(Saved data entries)
▬▬▬▬▬▬▬▬▬▬
PR #29, opened 2025-01-13
Optional polygon search view

camdendotlol:
# Summary

This PR adds a new, optional `polygon` option in the `search` object in `config.json`. Enabling it will tell the search components to display polygons in the map search view, when available, instead of points.

It also adds a couple bits of logic:

* disable clustering when polygons are enabled, as `maplibre-gl` does not support clustering with polygons: https://github.com/mapbox/mapbox-gl-js/issues/3419#issuecomment-603918106
* use Typesense's `exclude_fields` param to exclude the `geometry` field when polygons are disabled, making the search responses smaller


src/apps/search/TypesenseSearch.tsx
```diff
@@ -46,9 +46,23 @@ const SearchProvider = (props: { children: ReactNode }) => {
 
 const TypesenseSearch = (props: { children: ReactNode }) => {
   const config = useRuntimeConfig<any>();
+
+  const typesenseConfig = useMemo(() => {
+    // Exclude the geometry field (which contains polygons) when polygon map results
+    // are disabled. This saves bandwidth and loading time caused by unnecessarily
+    // loading extremely large polygons (i.e. > 1MB in some cases).
+    if (!config.search.polygons) {
```
dleadbetter, line 54: I'm not sure we need to do this automatically. I think it can be up to the developer to configure these settings appropriately.

dleadbetter (approved):

Issue #33, opened 2025-01-17
Update "core-data" package to be model independent


dleadbetter:
Update the `core-data` package such that it does not rely on place records being returned from Typesense/CoreData API.

dleadbetter:
## Testing Note

Previously, this site was only capable of presenting Place records from Core Data. We've since updated it such that it can be configured to present _anything_ coming out of Core Data. For this issue, it may be worth doing some general testing with the three different staging sites we have up that use different types of records:

#### Places (PSS Scavenger Hunt)
https://pss-scavenger-hunt.netlify.app/en/

#### Organizations (Ground Beneath Our Feet - C19 NYC)
https://gbof-c19nyc-staging.netlify.app/en/

#### Events (Pan-African Data)
https://padp-staging.netlify.app/en

PR #43, opened 2025-01-30
CDP #33 - Core data models

dleadbetter:
This pull request refactors the `core-data-places` repository to work with any type of model coming out of Typesense/Core Data. Previously, it was required that only place records be indexed.

- Reorganizes the `config.json` options (💥 breaking change!)
- Adds model specific side panels for each model type
- Adds `UserDefinedFieldView` component for user-defined fields rendering

Below are some examples of configuring the site to work with different types on models.

#### Search results
Screenshot 2025-01-30 at 9 52 18 AM

#### Side panel
Screenshot 2025-01-30 at 9 52 35 AM

#### Search results
Screenshot 2025-01-30 at 9 53 47 AM

#### Side Panel
Screenshot 2025-01-30 at 9 55 31 AM

#### Related records
Screenshot 2025-01-30 at 9 55 38 AM


src/apps/search/panels/Place.tsx
```diff
@@ -0,0 +1,76 @@
+import RecordPanel from '@apps/search/panels/RecordPanel';
+import { useTranslations } from '@i18n/client';
+import {
+  CoreData as CoreDataUtils,
+  PlaceLayersSelector,
+  useLoader,
+  usePlacesService
+} from '@performant-software/core-data';
+import { useCurrentRoute, useNavigate } from '@peripleo/peripleo';
+import { getPreviewImage } from '@utils/Media';
```
ajolipa, line 10: Should be `@utils/media` I think; this seems to be what made the deploy preview fail.

ajolipa (approved):
This looks good to me other than the one typo (see comment). Should we update the config file for pss-scavenger-hunt to the new format so we can test with the deploy preview?

package-lock.json
camdendotlol, line 1: Why wasn't `package-lock.json` checked in prior to this PR?

camdendotlol (approved):

src/apps/search/panels/Place.tsx
dleadbetter: Good catch, it was also an issue in `BasePanel`.

package-lock.json
dleadbetter: Good question. Looks like it was removed in a previous [PR](https://github.com/performant-software/core-data-places/pull/19/files) and went unnoticed. @ajolipa - Any thoughts on why that may have been removed?

ajolipa: Oh, yeah I think that was my fault; it was deleted at some point in the process of rebasing and I never re-committed it. That's my bad, sorry for confusion!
▬▬▬▬▬▬▬▬▬▬
What is wanted is an exact copy of the data.

PR #29, opened 2025-01-13
Optional polygon search view

camdendotlol:
# Summary

This PR adds a new, optional `polygon` option in the `search` object in `config.json`. Enabling it will tell the search components to display polygons in the map search view, when available, instead of points.

It also adds a couple bits of logic:

* disable clustering when polygons are enabled, as `maplibre-gl` does not support clustering with polygons: https://github.com/mapbox/mapbox-gl-js/issues/3419#issuecomment-603918106
* use Typesense's `exclude_fields` param to exclude the `geometry` field when polygons are disabled, making the search responses smaller


src/apps/search/TypesenseSearch.tsx
```diff
@@ -46,9 +46,23 @@ const SearchProvider = (props: { children: ReactNode }) => {
 
 const TypesenseSearch = (props: { children: ReactNode }) => {
   const config = useRuntimeConfig<any>();
+
+  const typesenseConfig = useMemo(() => {
+    // Exclude the geometry field (which contains polygons) when polygon map results
+    // are disabled. This saves bandwidth and loading time caused by unnecessarily
+    // loading extremely large polygons (i.e. > 1MB in some cases).
+    if (!config.search.polygons) {
```
dleadbetter, line 54: I'm not sure we need to do this automatically. I think it can be up to the developer to configure these settings appropriately.

dleadbetter (approved):

Issue #33, opened 2025-01-17
Update "core-data" package to be model independent


dleadbetter:
Update the `core-data` package such that it does not rely on place records being returned from Typesense/CoreData API.

dleadbetter:
## Testing Note

Previously, this site was only capable of presenting Place records from Core Data. We've since updated it such that it can be configured to present _anything_ coming out of Core Data. For this issue, it may be worth doing some general testing with the three different staging sites we have up that use different types of records:

#### Places (PSS Scavenger Hunt)
https://pss-scavenger-hunt.netlify.app/en/

#### Organizations (Ground Beneath Our Feet - C19 NYC)
https://gbof-c19nyc-staging.netlify.app/en/

#### Events (Pan-African Data)
https://padp-staging.netlify.app/en

PR #43, opened 2025-01-30
CDP #33 - Core data models

dleadbetter:
This pull request refactors the `core-data-places` repository to work with any type of model coming out of Typesense/Core Data. Previously, it was required that only place records be indexed.

- Reorganizes the `config.json` options (💥 breaking change!)
- Adds model specific side panels for each model type
- Adds `UserDefinedFieldView` component for user-defined fields rendering

Below are some examples of configuring the site to work with different types on models.

#### Search results
Screenshot 2025-01-30 at 9 52 18 AM

#### Side panel
Screenshot 2025-01-30 at 9 52 35 AM

#### Search results
Screenshot 2025-01-30 at 9 53 47 AM

#### Side Panel
Screenshot 2025-01-30 at 9 55 31 AM

#### Related records
Screenshot 2025-01-30 at 9 55 38 AM


src/apps/search/panels/Place.tsx
```diff
@@ -0,0 +1,76 @@
+import RecordPanel from '@apps/search/panels/RecordPanel';
+import { useTranslations } from '@i18n/client';
+import {
+  CoreData as CoreDataUtils,
+  PlaceLayersSelector,
+  useLoader,
+  usePlacesService
+} from '@performant-software/core-data';
+import { useCurrentRoute, useNavigate } from '@peripleo/peripleo';
+import { getPreviewImage } from '@utils/Media';
```
ajolipa, line 10: Should be `@utils/media` I think; this seems to be what made the deploy preview fail.

ajolipa (approved):
This looks good to me other than the one typo (see comment). Should we update the config file for pss-scavenger-hunt to the new format so we can test with the deploy preview?

package-lock.json
camdendotlol, line 1: Why wasn't `package-lock.json` checked in prior to this PR?

camdendotlol (approved):

src/apps/search/panels/Place.tsx
dleadbetter: Good catch, it was also an issue in `BasePanel`.

package-lock.json
dleadbetter: Good question. Looks like it was removed in a previous [PR](https://github.com/performant-software/core-data-places/pull/19/files) and went unnoticed. @ajolipa - Any thoughts on why that may have been removed?

ajolipa: Oh, yeah I think that was my fault; it was deleted at some point in the process of rebasing and I never re-committed it. That's my bad, sorry for confusion!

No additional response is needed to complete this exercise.